PROBLEM DETAILS | Lines to restate from the data below: from the one containing "## Specific Changes proposed" to the one containing "position: absolute;", both included. Give them again exactly, and only them.

RECORDS FOR THIS TASK |
Content starts
PR #6824, opened 2020-08-31
Add volume tooltip

gjanblaszczyk:
## Description
Add tooltip for volume level so the user knows what they will change too. 
Maybe in the scope of WCAG "1.1.1 Non-text Content".

volume-tooltip

## Specific Changes proposed
Add volume level tooltip.

## Requirements Checklist
  - [ ] Docs/guides updated

### DIFF
--- a/src/css/components/_volume.scss
+++ b/src/css/components/_volume.scss
@@ -138,6 +138,7 @@
   &:before {
     position: absolute;
     font-size: 0.9em; // Doing this to match the handle on play progress.
+    z-index: 1;
   }
 }
 
--- a/src/css/components/_volume.scss
+++ b/src/css/components/_volume.scss
@@ -148,6 +148,7 @@
   &:before {
     top: -0.5em;
     left: -0.3em;
+    z-index: 1;
   }
 }
 .vjs-slider-horizontal .vjs-volume-level {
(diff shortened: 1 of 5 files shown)


gkatsev:
Hey, thanks for the PR. Totally forgot to take a look at it.

Two main things that is that we should document and perhaps make it easier to hide the volume tooltip. Also, if the inline:false volume panel is added as the last thing in the control bar, we should potentially have the tooltip show up on the left so that it doesn't go outside the player boundary.
Screen Shot 2020-11-17 at 18 29 15


@OwenEdwards thoughts on this?

brandonocasey:
Having a tooltip is awesome, never realized that we were missing this!

gjanblaszczyk:
Thanks for the review and sorry for the late response. I am planning to update this PR this week.

gkatsev:
No worries @gjanblaszczyk, we appreciate the help. I was actually thinking of maybe merging this in and then having the direction get changed as a separate PR. However, if you think you can get this in soon, we may as well wait.

gjanblaszczyk:
Hi @gkatsev, I am pretty busy right now, so I think it is a good idea to merge this and then to have a separate PR for the improvements. I am planning to back to it as soon as I have some free time.

thijstriemstra:
> I was actually thinking of maybe merging this in and then having the direction get changed as a separate PR.

+1

gkatsev (approved):

gkatsev:
I opened up #7145 to not forget fixing the issue of the volume control being the last item in the control bar.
Content ends
OUTPUT BELOW |
## Specific Changes proposed
Add volume level tooltip.

## Requirements Checklist
  - [ ] Docs/guides updated

### DIFF
--- a/src/css/components/_volume.scss
+++ b/src/css/components/_volume.scss
@@ -138,6 +138,7 @@
   &:before {
     position: absolute;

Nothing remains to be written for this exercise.